## About this task
From the listing that follows, report the number of lines with the word "medians" in them, and no other output.

## Stored data

PR #744, opened 2026-09-05
[REFACTOR][EXTRA] Move structural-mutate error construction out of the hot path

tqchen:
`TryLink` inlines into the per-node dispatch function, so two error constructions that only the matched path can reach put their string and `Error` construction into a stack frame every node pays for.

This follows `BadStructuralMutateHookError`, which is already `TVM_FFI_COLD_CODE static` for exactly this reason — its doc comment says *"Inlined, its three string literals and Error construction land in the traversal's hot path for no reason."* These were the two sites it missed.

No semantic change: both checks still fire identically, only the location of their error construction moves.

Per-node dispatch function: stack frame 216 → 120 bytes, 358 → 318 instructions. Both helpers land in `.text.unlikely.*`.

### DIFF
--- a/include/tvm/ffi/extra/structural_mutate.h
+++ b/include/tvm/ffi/extra/structural_mutate.h
@@ -612,17 +612,24 @@ namespace details {
 
 /// \endcond
 
+// Out of line so its strings and Error construction stay out of the hot path of whatever hook
+// body TVM_FFI_S_MUTATE_ASSIGN_OR_RETURN expands into. Same reason as
+// BadStructuralMutateHookError.
+TVM_FFI_COLD_CODE inline TVMFFIAny SMutateDeclaredTypeErrorRaw() noexcept {
+  return AnyUnsafe::MoveAnyToTVMFFIAny(
+      Any(Error("TypeError", "structural mutate result does not match the declared type", "")));
+}
+
 /// \cond Doxygen_Suppress
-#define TVM_FFI_S_MUTATE_ASSIGN_OR_RETURN_IMPL_(Result, Type, Name, ResultExpr)                  \
-  auto Result = (ResultExpr); /* NOLINT(bugprone-macro-parentheses) */                           \
-  TVM_FFI_S_MUTATE_MAYBE_EARLY_RETURN(Result);                                                   \
-  if (TVM_FFI_PREDICT_FALSE(!::tvm::ffi::details::AnyUnsafe::CheckAnyStrict<Type>(               \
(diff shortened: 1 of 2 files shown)


tqchen:
## Speed

Standalone harness mirroring the TIR node shapes, `-O3` for library and benchmark, pinned. Baseline and candidate libraries built identically; the two binaries run **interleaved over 11 pairs**, medians in ns/node.

| | before | after | |
|---|---:|---:|---:|
| no link matches | 14.12 | 13.80 | −2.3% |
| link matches, no rebuild | 21.37 | 20.79 | −2.7% |
| link matches, node replaced | 22.79 | 21.22 | **−6.9%** |

The first row is the one that generalizes: it is what a node runs when no link matches, which is most nodes on a real tree. This fixture matches 4 nodes of 17, a far higher rate than a realistic traversal.

tlopex (approved):

tqchen:
Correction to the measurements above, from re-running the A/B against the exact pushed head.

The **−6.9% on the replace arm does not reproduce.** On the final branch state it measures +0.6%, and its baseline also shifted from 22.79 to 21.23 ns/node between runs — same `origin/main` library, different benchmark binary. Do not rely on that row.

What holds, 13 interleaved pairs against identically built libraries:

| arm | base | new | delta |
|---|---:|---:|---:|
| minimal-vtable floor *(control)* | 8.84 | 8.98 | +0.14 (+1.6%) |
| no link matches | 14.56 | **13.88** | **−0.68 (−4.7%)** |
| link matches, no rebuild | 21.83 | **20.91** | **−0.92 (−4.2%)** |
| link matches, node replaced | 21.23 | 21.36 | +0.13 (+0.6%) |

The floor is a control that should not move, and its +1.6% drift sets the real noise level at about ±0.15 ns/node. The two improvements are 4–6× that and their medians are well separated; the replace row is inside it.

Two caveats on this harness, both found the hard way and both worth knowing before trusting any number from it:

- Absolute values shift with code layout. Registering unrelated hooks in the same binary moved a number by 17%.
- Arms timed sequentially in one process are not comparable either. In the current binary the replace arm measures *cheaper* than the no-rebuild arm, which is backwards, and the difference tracks position in `main()` rather than work done.

The codegen effect is not subject to either problem and is unambiguous: per-node dispatch frame 216 → 120 bytes and 358 → 318 instructions, maybe-in-place 232 → 120 and 421 → 352, with both error builders emitted into `.text.unlikely`.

## Expected output
2